13 Haziran 2020 tarihinde yayınlanmıştır.
Bir gün Resûl-i Ekrem, sallallahu aleyhi vesellem, Bilâl-i Habeşî'ye "Yâ Bilâl, garîbleri ziyâret edelim" dediler. "Garîbleri ziyâret edelim". Yâ Resûlallah, garîbler kimlerdir" dedi. "Kabristanda yatanlardır. Mallarını mülklerini bırakmışlar, kendileri rahmetle yâd edilmiyor, anılmıyor, onlar garîbdirler. Hadi yürü gidelim" dedi. "Gitdik" diyor. "Cenâb-ı Peygamber'le Medîne'nin kabristanına vardık, dolaşdık. Cenâb-ı Peygamber, bir kabir başına vardı, orda başladı ağlamaya" diyor. "Cenâb-ı Peygamber, uzun uzun hıçkırarak ağladı ve mübârek gözlerinden yaşlar, inci tâneleri gibi sakallarından üstüne döküldü. 'Yâ Resûlallah bir âyet mi nâzil oldu?' diye sordum, 'Hayır' dedi Cenâb-ı Peygamber. "Bu kabrin sâhibi delikanlı bir adam fakat azâb-ı kabre müstehak olmuş" buyurdu.
Efendiler! Kabristanlara gidiyoruz, onların üstüne basıyoruz, altında ne olduğundan haberimiz yokdur. Üstleri çiçekle süzlenmiş ama altı acabâ nedir? Yakın bir zamanda buna mutalli' olacağız ama iş işden geçecek. Onun için hemen tövbe-istiğfâra sarıl, Hakk Teâlâ'nın emrine başını koy, itâat et, sonra pişman olmayasın.
Resûl-i Ekrem, "Yâ Bilâl, git Medîne'ye, herkes kabrinin başına gelsin diye seslen" dedi. Hazret-i Bilâl gitdi Medîne şehrine, bağırdı, "Herkes mezarlığa gelsin, herkes kendi hısım akrabasının kabri başına gelsin" diye seslendi. Herkes akın akın geldiler. Herkes kendi kabri başında durdu, bu kabre kimse gelmedi. En arkadan bir ihtiyar kadın, elinde değneği, inleyerek geldi, o kabrin başına.

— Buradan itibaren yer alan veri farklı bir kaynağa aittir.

PR #872, opened 2017-04-06
updated composer to include the composer merge plugin, This will allow modules to have there own dependencies

elrossco22:
updated composer to include the composer merge plugin, This will allow modules to have there own dependencies

### DIFF
--- a/composer.json
+++ b/composer.json
@@ -64,7 +64,8 @@
         "zendframework/zendxml": "^1.0.2",
         "omeka/composer-addon-installer": "*",
         "omeka-s-themes/default": "dev-develop",
-        "beberlei/DoctrineExtensions": "^1.0"
+        "beberlei/DoctrineExtensions": "^1.0",
+        "wikimedia/composer-merge-plugin": "dev-master"
     },
     "require-dev": {
         "phpunit/phpunit": "~4.2",
@@ -74,6 +75,17 @@
     },
     "autoload": {
         "psr-4": {"Omeka\\": "application/src"}
+    },
+    "extra": {
+        "merge-plugin": {
+            "include": [
+                "modules/*/composer.json"
+            ],
+            "recurse": true,
+            "replace": false,
+            "merge-dev": true,
+            "merge-extra": false
+        }
     },
     "repositories": [
         {
--- a/composer.lock
+++ b/composer.lock
@@ -4,20 +4,21 @@
         "Read more about it at https://getcomposer.org/doc/01-basic-usage.md#composer-lock-the-lock-file",
         "This file is @generated automatically"
     ],
-    "content-hash": "b7475b0a64dade1b2237b6da0eac393a",
+    "hash": "040e074094f001e45f08e1c460acbf6e",
+    "content-hash": "dc84c02c2fea9540d56068c5c7e11ecc",
     "packages": [
         {
             "name": "beberlei/DoctrineExtensions",
-            "version": "v1.0.13",
+            "version": "v1.0.15",
             "source": {
                 "type": "git",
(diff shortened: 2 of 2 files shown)


elrossco22:
@zerocrates We've been developing a range of modules for the OS community and have found frequent issues when creating modules which have there own dependencies, The above approach is popular with the likes of Wikimedia, Drupal etc

zerocrates:
This basically makes users installing a module install it with Composer, right? (at least if it has Composer dependencies) We've tried to avoid that being the case: though we're pulling in a bunch of dependencies with Composer, the packages we publish have the dependencies preinstalled so users don't need to use the CLI.

Can you elaborate on the kind of issues you're encountering? It would help to have some specifics so we know what the costs of the current setup are. We might be able to suggest or come up with some alternate solution as well. We're already doing a small Composer plugin ourselves to handle pre-bundled themes/modules.

elrossco22:
Hi, Not quite. 

Users install modules as per normal (no need to install them with composer), The user then runs `composer update` in the project root (not the module dir) the composer merge plugin in the PR is set up to traverse with the following pattrern `"modules/*/composer.json"` so will find all of said modules with there own composer.json file and download the dependencies to the Omeka vendor folder in root, it will also regenerate the projects autoload to make the modules classe's and namespaces available.

The issue we have at present is that we are developing an OAuth Authentication module for Omeka-S, rather than re-invent the wheel we are leaning of work already done by the phpleague (https://github.com/thephpleague/oauth2-client) and as such this is more of an Omeka-s wrapper. As part of our module we must package up the work of the phpleague and find a suitable way to install its dependancies

zerocrates:
Thanks, that's a helpful clarification. In some ways it'd actually be better if it _did_ require the module to be installed with Composer, as it _does_ require the end-user to re-run Composer to download the deps and regen the autoloader.

My instinct/preference for modules with their own dependencies to ship them themselves: have their own vendor folder, their own autoloader, etc. It's definitely swimming upstream to try to get Composer to behave this way though.

Does just using the module's composer.json directly work (meaning dependencies are installed under a vendor folder within the module)? Or have you encountered problems trying that? I believe the main issue with the naive approach is that you'll get duplicate installation of things already provided by the S core, though this doesn't cause an error apart from that as far as I'm aware. When I'd thought over this previously, my plan was to try to do something in the realm of Composer's "provides" or something similar to get it to skip any dependencies that were already present in the core.

Moving to a workflow that requires users to interact with Composer is possible and definitely makes some of this simpler, but I'd like to avoid it if we can reasonably do so.

elrossco22:
I think the best course of action for this would be for me to prepare Gist's or PR's with each of the available options and we can discuss the pro's/con's of each. 

I also think this is part of wider discussion in regards to Omeka-S's direction, as the options discussed above will ultimately lead to Omeka being a more developer focussed platfrom in regards to modules being installed unless there is some sort of "plugin installer" which would automate running composer etc for a end non technical user.

zerocrates:
Well, my goal with my option I suggested was to avoid making users use
Composer: the module can ship with the vendor folder already filled, just
like the core does.

I agree though that the other options, and really anything approaching
Composer's standard workflow, would tilt the balance of S's requirements on
a user installing or administering it.

Running things though Composer through the interface as you suggest is an
option, but it requires things like having the vendor and add-ons folders
web writable, a road I'd rather not go down.

Anyway, I agree that concrete comparison of different options is probably
best here.

zerocrates:
I don't think this ever ended up moving anywhere closer to a resolution, so it's probably best to close it.

Dependencies for modules is still a somewhat tricky situation in places, but I don't know that there really are options that don't involve just using Composer at the "top" level so to speak, which we're still leery about mandating for users.

PR #879, opened 2017-04-17
Slugify non-ascii characters.

Daniel-KM:
Slugify "café" to "cafe", not "caf-".

### DIFF
--- a/application/src/Api/Adapter/SiteSlugTrait.php
+++ b/application/src/Api/Adapter/SiteSlugTrait.php
@@ -62,8 +62,12 @@ trait SiteSlugTrait
      */
     protected function slugify($input)
     {
-        $transliterator = \Transliterator::createFromRules(':: NFD; :: [:Nonspacing Mark:] Remove; :: NFC;');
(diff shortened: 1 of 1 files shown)


zerocrates:
The only problem here is that this ends up mandating the intl extension, something we've tried to avoid as it's missing on lots of hosts (yes, even though it's bundled with PHP since forever).

We use it ourselves other places, but it tends to be in ways that we can just skip it if it's not there (as in the date processing code).

Doing this with a lookup table or maybe iconv with TRANSLIT are possible alternatives, either altogether or in the case that the Transliterator class can't be found. Simply skipping the transformation in that case could be fine too.

Daniel-KM:
Just added a check for the extension and added an alternative with iconv. iconv doesn't convert "é" and some common characters, but it converts some others ones.

zerocrates:
Just for extra safety, we should probably stick the `iconv` behind a check that the `iconv` extension is loaded as well.

zerocrates:
Thanks.

PR #890, opened 2017-04-21
Added a trigger to view details in the resource show pages.

Daniel-KM:
The name of the trigger may be changed to avoid the same event than in browse view.


zerocrates:
@patrickmj what do you think?

patrickmj:
I'm generally a fan of adding more versatility to our interfaces, so I have no concerns. Just some convo about naming conventions and possible evolution is in order.

Daniel-KM:
I'm ending a folksonomy module and it's better to see the one or two tags of a resource in the sidebar than in a new tab. Nevertheless, to avoid to mix with the browse show-details (the events are attached to all the controller, not only one action), the name may be "view.sidebar".

zerocrates:
Since it's show-page specific, I think we'd prefer `view.show.sidebar`.

Daniel-KM:
The module [Folksonomy](https://github.com/Daniel-KM/Omeka-S-module-Folksonomy) is nearly ended, but don't use the sidebar currently. The module [CleanUrl](https://github.com/Daniel-KM/Omeka-S-module-CleanUrl) will use it on the next update.

PR #892, opened 2017-04-25
Fixed resource reference from api.

Daniel-KM:


zerocrates:
Is there a bug this fixes?

Daniel-KM:
Yes, this is a bug fix. It is needed for the module [Folksonomy](https://github.com/Daniel-KM/Omeka-S-module-Folksonomy). The id of the tag is its name, so I need to change the resource reference, so the reference should be determined from the resource, not from a new object.

Issue #868, opened 2017-03-31
MissingDependencyModuleException


stephenwf:
Modules (`Module.php`) in Omeka that implement the interface `Zend\ModuleManager\Feature\DependencyIndicatorInterface` can specify Zend module dependencies.

Example module:
**Module.php**
```php
<?php

namespace MyModule;

use Omeka\Module\AbstractModule;

class Module extends AbstractModule implements DependencyIndicatorInterface
{
    public function getConfig()
    {
         return [];
    }

    public function getModuleDependencies()
    {
        return ['ZfcTwig'];
    }
}
```

**Expected when on module page:**
Some message explaining that the module cannot be installed, or graceful message when installation fails.

**Actual**
Tries to install and throws: `Zend\ModuleManager\Exception\MissingDependencyModuleException`

zerocrates:
Hmmm... we haven't used this ourselves, which is why Omeka doesn't look for that exception. I'd have to do some looking at what our options are here.

PR #904, opened 2017-05-04
Added module weighting system

elrossco22:


elrossco22:
@zerocrates @patrickmj @stephenwf @apricot13 @euanfergusson As previously discussed on our call this should allow modules to have a simple weighting system

zerocrates:
Can you refresh my memory as to what your specific problem related to module load order was? As in, what's the error or problem that's occurring due to different ordering? I seem to remember it was something about configuration merge precedence, right?

It occurs to me that it might be a better solution to that specific problem to use Zend Framework's existing events for manipulating the merged config (see https://framework.zend.com/manual/2.4/en/tutorials/config.advanced.html#manipulating-merged-configuration ). i.e., the configuration that should take precedence can be specified by a EVENT_MERGE_CONFIG listener instead of "regular" module configuration, and therefore always "win," regardless of the module load order.

My reluctance to this specific implementation is that it's in the database, and therefore relies at the moment on manual manipulation of the database to have any effect. A UI could be added but then there's a UI for a fairly niche feature. If specified load order is still necessary, it might be preferable to specify it in a file as that's incrementally more accessible.

elrossco22:
Hi @zerocrates This fixes a slightly different issue to the one you've described above. We have 2 modules module A and module B, Module B builds on top of existing functionality provided by Module A and has Module A  as a dependancy as such. For module B to load and function we have to ensure that module A is loaded prior to it by the module manager

zerocrates:
So the problem is just that the dependency check fails (i.e., #868)?

elrossco22:
@zerocrates we are able to achieve dependancies with code as follows `
public function getModuleDependencies()
    {
        // You can use this to enforce Twig in an installation if its required.
        // See open bug (https://github.com/omeka/omeka-s/issues/868)
        // return ['ZfcTwig'];
        return ['IIIFIntegration'];
    }`

However as we're going to be Open sourcing multiple modules which can be combined together and cant guarantee which subset of the modules a user will install and use we cant hard code these values

zerocrates:
Okay so, by specifics, what I'm interested in is exactly what error or problem happens and where it occurs, in the absence of this feature.

You've told me the relevant problem isn't about configuration merge order, nor is it about declared module dependencies failing. So, what _is_ the problem (or at least one concrete example).

The reason I'm wondering is that the usual order of things by the Zend module system is such that the order isn't significant (since most/all work happens in events fired after all modules are loaded, and classes/etc. are autoloaded), so I'm interested to know where that's not the case.

My preference is for there to be a solution to the underlying problem that doesn't involve weighting like this. In the event that weighting is in fact necessary, it's probably going to end up as more useful to specify those weights somewhere other than the database (like each module's ini file, for example).

stephenwf:
@zerocrates 

One example is a module that has `templateA` and `templateB` in the module. Now these contain "defaults" or reference templates for custom modules to override. The intention is that a theme or a module can simply chuck their template into folder `view/myModule/templateA` and enable the module. At this point Zend should load `templateB` from the first module, and `templateA` from the second module. Now apply the same problem to ServiceManager/DI configuration overrides and you can begin to see our problem.

Now this is the case depending on which order the modules are the database, but this is not guaranteed. What we are looking for is deterministic loading order. I think another solution would be to load modules depending on their dependants. Something like how this library works: https://packagist.org/packages/bulton-fr/dependency-tree

If the database stored the dependencies, it could build a tree and a reliable load order, no changing the database required

zerocrates:
So:

The explicit example you're offering really is a configuration merge order issue (as it's the order that the modules add themselves to the template path stack that's relevant for which gets picked), so that seems like it actually is solvable with an EVENT_MERGE_CONFIG-type solution rather than tinkering with the load order. As for ServiceManager configuration issues, that's probably the same kind of situation, and the ServiceManager also offers some methods of its own for modifying services, but if you truly want the dependency to be optional those could be tough to use. It would depend on the specifics.

Back to the load order stuff itself though: Declaring dependencies (and/or "soft" dependencies, since it seems that that's what you're looking for here) and deciding the load order based on those is a better model in my mind, because it doesn't require coordination among different modules or developers on the weights they choose, or manual tinkering with the order by end-users. Once again though, as with the simple weight option you're presenting here, I believe those should be stored in the modules' .ini files, not the database. We'd need to source them from somewhere to get them into the database in the first place anyway, and the order logic is unlikely to be happening in the database itself (as it doesn't in this PR... it could be easily rewritten to do so, but a dependency chain or tree less so), so we might as well not mess with the database storage for little if any benefit.

Daniel-KM:
See my comment on #1091.

Issue #1553, opened 2020-05-08
Rework .htaccess planned ?


thiboot:
Hello,

I'm preoccupied to serve Omeka S with a maximum security in Apache but the .htaccess packaged is very light. It seems to be a basic ZF3 with just in addition, rules to forbid .ini access and to delete trailing '/'.

https://github.com/omeka/omeka-s/blob/develop/.htaccess.dist

We can access all folders, log file, all others php files independently and errors are not catched to be redirected. Have you a .htaccess more efficient to block direct access to all non-public destinated files/folders ? With rewriting rules more secure ?

In my opinion we should not be able to access php|phtml|phps or log files directly, restrict access to system directories, shouldn't list content of some and correctly redirect erros catched like 403 or 500.

zerocrates:
I'm not opposed to making some of the kinds of changes you're suggesting here...

You're right that the rules are basically the stock zf3 rules with some tweaking. On your concerns of access to php/phtml/phps, replacing the top set of rules with

```
RewriteCond %{REQUEST_FILENAME} -f
RewriteRule !\.(php[0-9]?|phtml|phps)$ - [C]
RewriteRule .* - [L]
```

should be sufficient, causing any bare directory paths or paths directly to php/phtml/phps files to be routed into the application instead. Listing contents of directories is an Apache configuration I don't think we need to mess with, but that same block of rules would cover that problem as well, since directories would be routed to Omeka S.

We could also expand the default deny rules to cover more things like the log folder.

I'm not sure what you're suggesting about redirecting errors, though.

thiboot:
For errors, I'm not sure Omeka catches 403 if we deny access to a subfolder.
I was suggesting to add `ErrorDocument 403 https://my-website.com` for exemple

thiboot:
I'm not familiar with rewriting rules
Replacing
```
# The following rule tells Apache that if the requested filename
# exists, simply serve it.
RewriteCond %{REQUEST_FILENAME} -s [OR]
RewriteCond %{REQUEST_FILENAME} -l [OR]
RewriteCond %{REQUEST_FILENAME} -d
RewriteRule ^.*$ - [L]
```
With
```
RewriteCond %{REQUEST_FILENAME} -f
RewriteRule !\.(php[0-9]?|phtml|phps)$ - [C]
RewriteRule .* - [L]
```
Lead to 500 error :-/
Is there a conflict with following rules ?

zerocrates:
[...]

PR #1556, opened 2020-05-08
feat(config): improve htaccess rewrite rules

thiboot:
close omeka/omeka-s#1553

### DIFF
--- a/.htaccess.dist
+++ b/.htaccess.dist
@@ -1,26 +1,31 @@
 SetEnv APPLICATION_ENV "production"
 
 RewriteEngine On
+# Uncomment to redirect http to https
+# RewriteCond %{HTTPS} off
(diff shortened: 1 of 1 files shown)


zerocrates:
Apologies again: the version of the .htaccess I'd posted on here was working from a slightly old version, with the result that it rolls back some changes that it shouldn't and in general changes the file more than necessary.

I've committed a corrected version that makes the same changes but leaves things more intact.

You're welcome to submit a PR for your [NC] change which I think is appropriate but I did not yet include, or any other improvements you think would be useful. The commented-out https redirection I don't think is appropriate: that kind of thing in my experience is usually handled at a higher level (server or virtual host configuration, or increasingly through a proxy), and I don't know that we want to muddy the water on that issue.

Efendimiz ona sordu, "Vâlide, burda yatan kimdir?" dedi. "Yâ Resûlallah, oğlumdur" dedi. "Senin oğlun azâb-ı kabre giriftâr olmuş, gel hakkını helâl et, Allah bu azâbı bunun üzerinden kaldırsın" dedi. "Yok Yâ Resûlallah, yaralıyım" dedi, "Bana yapmadığı hakâret kalmadı. Bir gece ben namazdaydım, geldi, kapıyı vurdu, geç açdım diye beni itdi, kolumu kırdı. Sonra Allah bunun rûhunu kabzetdi" dedi. Cenâb-ı Peygamber, "Vâlide, iş senin bildiğin gibi değil" dedi ve onun gözünden perdeyi kaldırdı, ona kabri gösterdi. Hemen "Helâl olsun yâ Resûlallah" dedi. Çünkü anne bu! Derhal Cenâb-ı Hakk onun azâbını def' ü ref' eyledi, duâ-yı Muhammedî ile, sallallahu aleyhi vesellem. Anne bu!
Malum ya, kitaplarda vardır. Adam annesini öldürmüş, ciğerini götürürken ayağı taşa çarpmış, "Ah anam!" demiş. Ne diyecek başka? Hepimiz öyle değil mi? Canımız müdhiş yandığı vakit, anne diyeceğiz. Âşıklar Allah derler. Ekserimiz anne deriz. Canı acıyınca, "Anne!" deyince, ciğer cevap vermiş, "Evlâdım, ayağın mı acıdı" demiş, annesinin ciğeri. Anne bu!
Çocuklar! Gençler! Size söylüyorum. Anan baban hayatdaysa, yâhud baban hayatda, anan hayatda ise, bunu bir ganîmet bil, defter-i a'mâl-i hayriyyen açıkdır, ne yaparsan Allah sana kat kat vermekdedir. Bu fırsatı ganîmet bil. Öldüğü gün kapanır defter.